As episode 3 opens we find ourselves in mid-July 1940. The view from the USA looks bleak, as described in the New York Times that month. It is oft repeated but bears another repetition as it sums up so beautifully the parlous state of Britain at that moment in history:
The folk, old towns of Britain, the hills and cliffs and shores and meadows, rich with history, the homes and lives of forty-five million people, the great British traditions of human worth and dignity, the folk sayings, the deep wisdom and the long-suffering hopes of a race – these, not being pleasing to Hitler, are condemned…
From our own shores we cannot see the shadow over ancient gardens, over houses hoary with age, over the graves of poets and philosophers, and the tombs of the martyrs. We know only that one of the green and lovely oases of civilisation in the wilderness of man’s time on earth, is foully threatened and that the whole world for evermore will be the poorer if it falls.
The British Channel Islands, close to the French coast, have fallen into German hands. Hitler has told his military to plan for an invasion of the United Kingdom, to be called Operation Sea Lion. In Great Paxford Stanley Farrow firmly believes the operation will succeed. He has increased his determination to safe-guard the farm. With the help of Isobel he lays barbed wire and farm machinery across the fields.
Meantime, Little Stan has other ideas about how to prepare for the Germans. All over the country people were anxious, trying to work out who might be a spy or an enemy, and some ridiculous misunderstandings arose, as we shall see. All foreign nationals were picked up and imprisoned either in jails or in camps on the Isle of Man. Many of the men were later freed, as they were considered no serious threat to the country, and were enlisted in the Pioneer Corps. But for the time-being the atmosphere was febrile.
The summer of 1940 saw an increase in the number of foods rationed. In March all meat was rationed and in July tea and margarine were added. Tea rationing was particularly unpopular but there were ways to increase the quantities of food available on the ration. Gardens were turned over to vegetable growing and the Women’s Institutes were very active in growing onions and tomatoes for their local country markets. Yet some things were very hard to come by in quantity and this is where people became resourceful and traded illegally. Much has been written about the Black Market, most of it speculative, because few records were kept and although some dealers were caught by the police, many were not. What I have always found more interesting and believable is the Grey Market. That was not even an official title, so vague were the lines that people were prepared to cross. People in the countryside had greater access to fresh food during the war and were happy to exchange honey for home-made lard, or eggs for butter. It was not illegal but some frowned upon it. Mainly, I suspect, if they had nothing to exchange or barter.

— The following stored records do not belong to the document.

PR #87488, opened 2021-07-26
Track caller of Vec::remove()

kornelski:
`vec.remove(invalid)` doesn't print a helpful source position:

> thread 'main' panicked at 'removal index (is 99) should be < len (is 1)', **library/alloc/src/vec/mod.rs:1379:13**


dtolnay (approved):
Nice!

PR #87499, opened 2021-07-27
Remove ASCII fast path from `rustc_lexer::{is_id_continue, is_id_start}`

ibraheemdev:
`unicode_xid` now has a fast path built-in: https://github.com/unicode-rs/unicode-xid/commit/122b38775cf077570025c8294280f57d2004096f

### DIFF
--- a/Cargo.lock
+++ b/Cargo.lock
@@ -5409,9 +5409,9 @@ dependencies = [
 
 [[package]]
 name = "unicode-xid"
-version = "0.2.1"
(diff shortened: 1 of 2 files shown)


dtolnay (changes requested):
The unicode-xid dependency in Cargo.lock needs to be upgraded in order for https://github.com/unicode-rs/unicode-xid/pull/20 to be pulled in.

dtolnay (approved):

PR #87501, opened 2021-07-27
Remove min_type_alias_impl_trait in favor of type_alias_impl_trait

spastorino:
r? @oli-obk


compiler/rustc_ast_passes/src/feature_gate.rs
```diff
@@ -276,27 +276,6 @@ impl<'a> PostExpansionVisitor<'a> {
...
-    fn check_impl_trait(&self, ty: &ast::Ty) {
-        struct ImplTraitVisitor<'a> {
-            vis: &'a PostExpansionVisitor<'a>,
-        }
-        impl Visitor<'_> for ImplTraitVisitor<'_> {
-            fn visit_ty(&mut self, ty: &ast::Ty) {
-                if let ast::TyKind::ImplTrait(..) = ty.kind {
-                    gate_feature_post!(
-                        &self.vis,
-                        min_type_alias_impl_trait,
```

In Home Fires I wrote about a WI member called Sibyl Norcott whose father, Mr Shacklady, sailed very close to the wind. He had added pigs to the farm for the duration of the war. This way the family could have meat and lard from the pigs, cream and butter from the cows, eggs from hens and ducks, flesh from turkeys, vegetables from the garden and fruit from the orchard. Sybil’s father once swapped a ham for a hundredweight bag of sugar and both parties were delighted. She quickly made the point that Mr Shacklady did not keep all the sugar for himself but distributed it among the neighbours in their Cheshire hamlet. He then bought Sibyl a canning machine so that she could make a few bob on the side helping WIs and other local farmers’ wives to can their vegetables, beans and fruit for the winter. It was a good little business for both of them.
People in official positions, such as the butcher in Home Fires, had to be scrupulous with their returns. The paperwork was a headache with forms to be filled in six copies and submitted to the local Food Office along with the surrendered food coupons.
Although Bryn Brindsley is, I am sure, above suspicion, a lady I know of discovered that her greengrocer would sell ‘special’ potatoes to certain customers. One day she got up the courage to ask him if she could have two pounds of his ‘special’ potatoes (these were not rationed) and when she got home she was delighted to discover she had one pound of potatoes and a one pound ingot of sugar.
With so much bureaucracy there was plenty of opportunity to exploit the systems that the government put in place but in reality people understood that rationing had been introduced so everyone had fair shares and in terms of overall percentage it was a drop in the ocean in comparison with the food bought and sold on the ration. But the grey market persisted in the countryside and the impact it had on the economy will probably never be known. However, a dozen fresh eggs or a pat of fresh butter was always a welcome addition to the larder.
Meanwhile, the war has begun to take a serious turn and the final quarter of episode 3 is tense and dramatic. The juxtaposition of everyday concerns with situations that could spell life or death is where Simon Block’s drama sparkles. Enjoy Sunday evening!